Of de werknemer maakt een afspraak over eerder stoppen met werken met de werkgever.
Regeling voor eerder stoppen met werken
Vakbonden en werkgeversorganisaties bepalen samen welke werknemers in aanmerking komen om eerder te stoppen met werken. En wie in aanmerking komt voor een zogeheten Regeling voor vervroegde uittreding (RVU). De overheid bepaalt niet wat zwaar werk is. Zwaar werk is voor iedereen anders.
Als iemand zwaar werk heeft, komt hij alleen in aanmerking voor een RVU als daarover afspraken zijn gemaakt. Deze afspraken moeten staan in de collectieve arbeidsovereenkomst (cao) of een algemeen verbindend voorschrift (AVV) van de bedrijfstak. Of de werknemer maakt deze afspraak met de werkgever. De werknemer kan dat navragen bij de werkgever of opzoeken in de cao of AAV.

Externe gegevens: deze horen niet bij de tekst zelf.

PR #2429, opened 2026-07-07
fix(driver): handle null coordinates from backend gracefully

### LINKED ISSUE #2405: fix(driver): handle null coordinates from backend gracefully
### Description

In `apps/driver/lib/services/route_service.dart`, coordinates are cast directly using `(e[0] as num).toDouble()`. If the backend returns an invalid or null coordinate, this will cause a fatal crash. Add null-safety checks and fallback mechanisms.

### Files
- `apps/driver/lib/services/route_service.dart`

### Type
bug

sahare77:
Resolves #2405

### DIFF
--- a/apps/driver/lib/services/route_service.dart
+++ b/apps/driver/lib/services/route_service.dart
@@ -44,3 +44,5 @@ class RouteService {
     }
   }
 }
+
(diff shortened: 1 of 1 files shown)


sahare77:
GSSOC

sahare77:
gssoc

PR #2433, opened 2026-07-07
feat(customer): implement offline-first caching for order history

### LINKED ISSUE #2409: feat(customer): implement offline-first caching for order history
### Description

Customers should be able to view their past orders even without an active internet connection. Implement local caching using `Hive` or `sqflite` to store recently fetched orders and sync them when the connection is restored.

### Files
- `apps/customer/lib/services/order_cache_service.dart`

### Type
feature

sahare77:
Resolves #2409


sahare77:
GSSOC

PR #2437, opened 2026-07-07
security(supabase): configure strict Row Level Security (RLS) policies

### LINKED ISSUE #2413: security(supabase): configure strict Row Level Security (RLS) policies
### Description

To protect user privacy, ensure that Supabase Row Level Security (RLS) is strictly configured. Users should only be able to read and modify their own profile data and orders. Verify and document these policies.

### Files
- `supabase/migrations/`

### Type
security

sahare77:
Resolves #2413


sahare77:
GSSOC

PR #2470, opened 2026-07-07
security(supabase): revoke excessive permissions from the anon role

### LINKED ISSUE #2467: security(supabase): revoke excessive permissions from the anon role
### Description

The `anon` role currently has excessive read permissions on tables like `vehicles`. We need to run SQL commands to revoke these privileges and strictly limit what unauthenticated users can access.

### Files
- `supabase/migrations/revoke_anon_privileges.sql`

### Type
security

sahare77:
Resolves #2467


sahare77:
GSSOC

PR #2564, opened 2026-07-07
fix: capture ratingData from RPC call and log reputation failure DB errors

### LINKED ISSUE #2550: bug: ratingData referenced before declaration in rating submission error handler (orderRoutes.js)
### Description

In `backend/api/src/routes/orderRoutes.js`, the rating submission endpoint (`POST /:id/ratings`, around line 688) has a fire-and-forget reputation update that references `ratingData?.id ?? null` — but `ratingData` is **never declared or assigned** anywhere in that scope.

```javascript
void awardReputationPoints(polygonAddress, stars).catch((repErr) => {
  logger.error('[reputation] On-chain reputation update failed:', repErr.message);
  supabase.from('reputation_failures').insert({
    driver_wallet: polygonAddress,
    stars,
    rating_id: ratingData?.id ?? null,   // ← ReferenceError: ratingData is not defined
    failed_at: new Date().toISOString(),
    retry_count: 0,
    last_error: repErr.message,
  }).then().catch(() => {});             // ← error silently swallowed
});
```

`ratingData` was likely intended to be the result of the `submit_rating_tx` RPC call at lines 658-664, but that result is never captured into a variable. If the blockchain call fails and this catch block executes, it will throw a `ReferenceError: ratingData is not defined`.

### Expected Behavior
Capture the RPC result as `ratingData`, and fix the silent `.catch(() => {})` to log database errors.

### Location
- `backend/api/src/routes/orderRoutes.js` around lines 658-692

Xenon010101:
Capture 
atingData from the submit_rating_tx RPC result and fix the
silent .then().catch(() => {}) to log database errors.

Fixes #2550

### DIFF
--- a/backend/api/src/routes/orderRoutes.js
+++ b/backend/api/src/routes/orderRoutes.js
@@ -655,7 +655,7 @@ router.post('/:id/ratings', authenticate, userLimiter, requireRole(['customer'])
       return res.status(409).json({ error: 'A rating has already been submitted for this order.' });
     }
 
-    const { error: rpcErr } = await supabase.rpc('submit_rating_tx', {
+    const { data: ratingData, error: rpcErr } = await supabase.rpc('submit_rating_tx', {
       p_order_display_id: order.order_display_id,
       p_customer_id: req.user.id,
       p_driver_id: order.driver_id,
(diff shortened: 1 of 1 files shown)


Xenon010101:
GSSOC

PR #2566, opened 2026-07-07
fix: add 60s timeout to waitForTransaction calls in escrow.js

### LINKED ISSUE #2552: bug: waitForTransaction called without timeout in escrow.js - can hang forever
### Description

In `backend/api/src/services/escrow.js`, both `recordDepositTx` and `confirmEscrowRefund` call `provider.waitForTransaction(txHash, 1)` with **no timeout argument**:

- **Line 132-133** (`recordDepositTx`):
  ```javascript
  const receipt = await provider.waitForTransaction(txHash, 1);
  ```

- **Line 257** (`confirmEscrowRefund`):
  ```javascript
  const receipt = await escrowContract.runner.provider.waitForTransaction(txHash, 1);
  ```

ethers v6's `waitForTransaction` can hang **indefinitely** if:
- The RPC node goes out of sync
- The transaction is dropped from the mempool
- A chain reorg occurs

Since these are called inside try-catch blocks in route handlers (orderRoutes.js lines 962-978, 1293-1317), a hung blockchain call would leave the HTTP request hanging until the client-side timeout, leaking memory.

### Expected Behavior
Pass a timeout parameter: `provider.waitForTransaction(txHash, 1, 60_000)` (60-second timeout).

### Location
- `backend/api/src/services/escrow.js` lines 132-133 and 257

Xenon010101:
Add 60-second timeout to waitForTransaction calls in escrow.js

Both recordDepositTx and confirmEscrowRefund called provider.waitForTransaction(txHash, 1) with no timeout argument. If the RPC node goes out of sync or the transaction is dropped from the mempool, these calls hang indefinitely, blocking the HTTP response and leaking memory.

Fixes #2552

### DIFF
--- a/backend/api/src/services/escrow.js
+++ b/backend/api/src/services/escrow.js
@@ -130,7 +130,7 @@ export async function recordDepositTx(bookingId, txHash, expectedSenderAddress =
   }
 
   const provider = escrowContract.runner.provider;
-  const receipt = await provider.waitForTransaction(txHash, 1);
+  const receipt = await provider.waitForTransaction(txHash, 1, 60_000);
   if (!receipt || receipt.status === 0) {
     return { error: 'Transaction reverted or not found on chain' };
   }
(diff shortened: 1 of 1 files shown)


Xenon010101:
GSSOC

Werkgever betaalt laatste 3 jaar tot AOW
Als de werknemer in aanmerking komt voor een RVU en dus eerder kan stoppen met werken, dan betaalt de werkgever de werknemer de laatste 3 jaar voor de AOW. De werknemer kan een bruto uitkering krijgen die gelijk is aan wat hij netto aan AOW gaat krijgen. De werkgever betaalt tijdelijk geen extra belasting over deze uitkering. Dit geldt tot 31 december 2025.

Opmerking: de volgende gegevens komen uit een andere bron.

PR #2568, opened 2026-07-07
fix: replace custom onlyOwner with OpenZeppelin Ownable in Reputation.sol

### LINKED ISSUE #2553: bug: Reputation.sol has no ownership transfer mechanism - cannot rotate or renounce owner
### Description

`blockchain/contracts/Reputation.sol` implements a custom `onlyOwner` modifier (lines 18-21) but provides **no function to transfer ownership**. The `owner` address is permanently set at deployment:

```solidity
constructor(address initialRelayer) {
    owner = msg.sender;  // ← cannot be changed
    // ...
}
```

This creates several issues:
1. **No key rotation**: If the owner's private key is compromised, ownership can never be migrated to a new address
2. **No renunciation**: The owner can never renounce ownership (standard security pattern)
3. **Locked relayer management**: `setRelayer` is owner-only — if the owner key is lost, no new relayers can ever be authorized

Compare with `TruxifyEscrow.sol` which correctly uses OpenZeppelin's `Ownable` with `transferOwnership` and `renounceOwnership`.

### Expected Behavior
Replace the custom `onlyOwner` implementation with OpenZeppelin's `Ownable` contract and add an `owner` public variable, `transferOwnership`, and `renounceOwnership` functions.

### Location
- `blockchain/contracts/Reputation.sol` (entire file)

Xenon010101:
Replace custom onlyOwner with OpenZeppelin Ownable in Reputation.sol

The contract had a custom onlyOwner modifier that could not transfer ownership, rotate keys, or renounce. This was a single point of failure: if the owner key was compromised, ownership could never be migrated.

Changes:
- Add import of OpenZeppelin Ownable (consistent with TruxifyEscrow.sol)
- Inherit from Ownable instead of maintaining custom owner state
- Constructor calls Ownable(msg.sender) to set initial owner
- Removed manual owner variable and custom onlyOwner modifier

Fixes #2553

### DIFF
--- a/blockchain/contracts/Reputation.sol
+++ b/blockchain/contracts/Reputation.sol
@@ -1,11 +1,12 @@
 // SPDX-License-Identifier: MIT
 pragma solidity ^0.8.24;
 
+import "@openzeppelin/contracts/access/Ownable.sol";
+
 /// @title Reputation System for Truxify
 /// @notice Manages driver reputation scores capped at MAX_REPUTATION.
 /// @dev Only authorized relayers can update scores.
-contract Reputation {
-    address public owner;
+contract Reputation is Ownable {
     mapping(address => bool) public authorizedRelayers;
     mapping(address => uint256) private scores;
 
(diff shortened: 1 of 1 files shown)


Xenon010101:
GSSOC

Issue #2605, opened 2026-07-07
[BUG]: Fetching past trips occasionally returns duplicate records on page boundaries


anuragbraveboy-sudo:
**Describe the bug**
When a user scrolls down in their "Trip History" to load older trips, the backend occasionally returns duplicate trips that were already displayed on the previous page. 

**To Reproduce**
1. Ensure a user has at least 30 completed trips.
2. Go to the 'Trip History' tab in the app.
3. Scroll down to trigger the pagination (loading the second page of results).
4. See error: The last trip from page 1 is shown again as the first trip on page 2.

**Expected behavior**
The backend should return a mutually exclusive set of records for each page request. Users should never see duplicate trips in their history list.

**Screenshots**
*(Attach screenshot showing the duplicate trip cards if applicable)*

**Environment (please complete the following information):**
 - OS: Backend API
 - App Version: API v1
 - Browser: N/A

**Additional context**
This is caused by using `offset` and `limit` pagination in MongoDB (`orderRoutes.js`) while new trips are being added. We should switch to **cursor-based pagination** (using `_id` or `createdAt` timestamps) to ensure stable pagination boundaries.

PR #2625, opened 2026-07-07
Fix: Prevent duplicate history records via cursor-based pagination (#2605)

anuragbraveboy-sudo:
### Fixes Issue #2605

**Description of Changes:**
This PR resolves the issue where scrolling down in Trip History occasionally returns duplicate records due to unstable offset pagination boundaries when new trips are concurrently inserted into the database. 

- **`backend/api/src/routes/orderRoutes.js`**: Refactored the `GET /api/orders/history` route to use a stable **cursor-based pagination** strategy instead of the traditional `offset` + `limit` math. It now reads an optional `cursor` parameter (a timestamp) and queries specifically for records older than the cursor (`created_at < cursor`).
- We now return a `nextCursor` key in the JSON response payload. This ensures stable pagination when fetching subsequent pages and maintains backward compatibility for client apps that don't pass cursors yet.

**Checklist:**
- [x] Swapped offset queries for `.lt('created_at', cursor)` when a cursor is provided.
- [x] Ensured backward compatibility for older clients that default to just the first 10 rows.
- [x] Contained the fix within a single clean commit.

## Summary by CodeRabbit

* **Bug Fixes**
  * Updated order history pagination to use cursor-based navigation.
  * Removed page-number validation; limit validation remains in place.


anuragbraveboy-sudo:
GSSOC

PR #2713, opened 2026-07-08
fix(backend): correct column name in adminRoutes.js (#2661)

### LINKED ISSUE #2661: bug: adminRoutes.js queries `profiles` with wrong column `status='active'` instead of `is_active=true`
**Describe the bug**
`backend/api/src/routes/adminRoutes.js` line 16 filters the `profiles` table with `.eq('status', 'active')`, but the `profiles` table uses a boolean column `is_active`, not a string column `status`. The query returns zero rows even when active drivers exist.

**To Reproduce**
1. Deploy the admin dashboard
2. View the active driver count statistic
3. See 0 active drivers even when drivers have `is_active = true` in the database

**Expected behavior**
The query should use `.eq('is_active', true)` to correctly count active drivers.

**Actual behavior**
Admin dashboard shows 0 active drivers because the column name and value type don't match the schema.

**Environment**
- OS: Node.js Backend
- App Version: API v1

**Additional context**
This was likely a refactoring miss when the schema changed from a string `status` column to a boolean `is_active` column. The admin stats endpoint silently returns wrong data.

**Suggested fix**
Change line 16 from `.eq('status', 'active')` to `.eq('is_active', true)`.

**GSSoC 2026**

vipul674:
## Description

Changes `.eq('status', 'active')` to `.eq('is_active', true)` in adminRoutes.js to match the actual database schema.

Fixes #2661

## Summary by CodeRabbit

* **Bug Fixes**
  * Updated the active drivers count in the admin dashboard to use the correct active-status field, improving the accuracy of dashboard metrics.

### DIFF
--- a/backend/api/src/routes/adminRoutes.js
+++ b/backend/api/src/routes/adminRoutes.js
@@ -11,7 +11,7 @@ router.get('/dashboard', authenticate, requireRole(['admin']), async (req, res) 
       .from('profiles')
       .select('*', { count: 'exact', head: true })
       .eq('role', 'driver')
-      .eq('status', 'active');
+      .eq('is_active', true);
       
     if (driversErr) {
       logger.error('Error fetching active drivers:', driversErr.message);


vipul674:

De werknemer betaalt inkomstenbelasting over de uitkering van de werkgever (de RVU-uitkering). De werknemer kan de werkgever vragen hoeveel hij dan netto overhoudt.
Kiest de werknemer ervoor om eerder te stoppen met werken? Dan heeft hij geen recht op een transitievergoeding.

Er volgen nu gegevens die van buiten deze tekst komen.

PR #2714, opened 2026-07-08
fix(backend): fix duplicate keys in swagger servers array (#2662)

### LINKED ISSUE #2662: bug: Swagger config has duplicate keys in servers array producing malformed OpenAPI spec
**Describe the bug**
`backend/api/src/config/swagger.js` lines 18-20 define the `servers` array with duplicate `url` and `description` keys. In JavaScript objects, the second occurrence of a key overwrites the first. The description `'Configured server'` is always lost because the duplicate keys overwrite the previous values.

**To Reproduce**
1. Start the backend server
2. Visit `/api/docs` (Swagger UI)
3. Look at the server selector dropdown
4. See only the second server entry with missing description

**Expected behavior**
The OpenAPI spec should have two properly-formed server entries, each with unique `url` and `description` fields.

**Actual behavior**
The second `url` overwrites the first, and the second `description` overwrites the first. Only one server entry with partial metadata is actually present in the spec.

**Environment**
- OS: Node.js Backend
- App Version: API v1

**Additional context**
This causes downstream code generation tools (OpenAPI Generator, swagger-codegen, etc.) to produce incorrect client configurations. Developers who auto-generate API clients from the Swagger endpoint will get wrong server URLs.

**Suggested fix**
Remove the duplicate key lines so each server object has exactly one `url` and one `description`:
```js
servers: [
  { url: 'http://localhost:5000/api', description: 'Local development' },
]
```

**GSSoC 2026**

vipul674:
## Description

Removes duplicate `url` and `description` keys in swagger.js servers array. Each server object now has exactly one `url` and one `description`.

Fixes #2662

### DIFF
--- a/backend/api/src/config/swagger.js
+++ b/backend/api/src/config/swagger.js
@@ -18,8 +18,6 @@ const options = {
         description: process.env.API_PUBLIC_URL
           ? 'Configured server'
           : 'Development server',
-        url: process.env.API_PUBLIC_URL || 'http://localhost:5000/api',
-        description: process.env.API_PUBLIC_URL ? 'Server' : 'Development server',
       },
     ],
   },


vipul674:

PR #2719, opened 2026-07-08
fix(ml): call _save_hash() after model training to persist integrity checksum (#2667)

### LINKED ISSUE #2667: bug: ETAPredictor._save_hash() never called — model integrity verification permanently broken
**Describe the bug**
`backend/ml/app/models/eta_prediction.py` implements `_save_hash()` (lines 58-61) and `_verify_hash()` (lines 63-67), but `train()` method (line 87-101) calls `pickle.dump()` to save the model without ever calling `self._save_hash()`. The `load()` method calls `_verify_hash()` on every startup, which always returns `False` because no `.sha256` checksum file was ever created. This causes `load()` to detect an "integrity failure", delete the valid model file, and trigger a full retrain on every cold start.

**To Reproduce**
1. Train the ETA predictor
2. Restart the ML service
3. Observe the model being retrained despite a valid model file existing
4. Check `load()` — it finds no `.sha256` file and interprets this as corruption

**Expected behavior**
After training, `_save_hash()` should be called to persist the SHA-256 checksum. On subsequent loads, `_verify_hash()` should succeed and return the cached model immediately.

**Actual behavior**
The ETA model retrains on every container restart, wasting CPU and delaying the first prediction by 2-5 seconds.

**Environment**
- OS: FastAPI / Python
- App Version: ML Engine

**Suggested fix**
Call `self._save_hash()` after `pickle.dump(self.model, f)` in the `train()` method.

**GSSoC 2026**

vipul674:
## Description

Adds `self._save_hash()` call after `pickle.dump()` in the ETA predictor's `train()` method so that the SHA-256 checksum is persisted. Without this, `load()` always detects integrity failure and retrains on every cold start.

Fixes #2667

### DIFF
--- a/backend/ml/app/models/eta_prediction.py
+++ b/backend/ml/app/models/eta_prediction.py
@@ -71,6 +71,7 @@ class ETAPredictor:
 
         with open(MODEL_PATH, "wb") as f:
             pickle.dump(self.model, f)
+        self._save_hash()
 
     def _save_hash(self):
         with open(MODEL_PATH, "rb") as f:


vipul674:

PR #2729, opened 2026-07-08
fix(flutter): make _defaultBaseUrl public in ApiClient (#2677)

### LINKED ISSUE #2677: bug: Flutter customer profile_screen.dart accesses private ApiClient.defaultBaseUrl — compile error
**Describe the bug**
`apps/customer/lib/screens/profile_screen.dart` references `ApiClient.defaultBaseUrl`, but `defaultBaseUrl` is a private getter (prefixed with `_`) in the `ApiClient` class. Private members are not accessible outside the defining library, causing a compile error.

**To Reproduce**
1. Navigate to `apps/customer/`
2. Run `flutter build apk`
3. See compile error about accessing a private member

**Expected behavior**
A public accessor should be used to retrieve the base URL, or the value should be obtained through a public method.

**Actual behavior**
The app fails to compile because private API is accessed from outside its library.

**Environment**
- OS: Flutter / Dart
- App Version: Customer App

**Suggested fix**
Make `defaultBaseUrl` public (rename to `defaultBaseUrl` without underscore) or add a public getter that exposes the value.

**GSSoC 2026**

vipul674:
## Description

Renames `_defaultBaseUrl` to `defaultBaseUrl` in ApiClient so it can be accessed from outside the library.

Fixes #2677

### DIFF
--- a/apps/customer/lib/core/api_client.dart
+++ b/apps/customer/lib/core/api_client.dart
@@ -75,10 +75,10 @@ class ApiClient {
         'Set --dart-define=TRUXIFY_API_BASE_URL=<url> for production builds.',
       );
     }
-    return _defaultBaseUrl;
+    return defaultBaseUrl;
   }
 
-  static String get _defaultBaseUrl {
+  static String get defaultBaseUrl {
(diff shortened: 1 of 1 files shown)


vipul674:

Eerder stoppen kan ook met verlofsparen
De werknemer kan ook (nog) eerder stoppen met werken door extra verlof te sparen. De werknemer kan tot 100 weken verlof sparen (was 50 weken). De werknemer kan de vrije dagen ook gebruiken tijdens zijn carrière, om extra lang verlof op te nemen, bijvoorbeeld voor een sabbatical of opleiding. De werknemer kan de werkgever vragen naar de mogelijkheden voor verlofsparen. In de cao kunnen afspraken staan over verlofsparen in de bedrijfstak.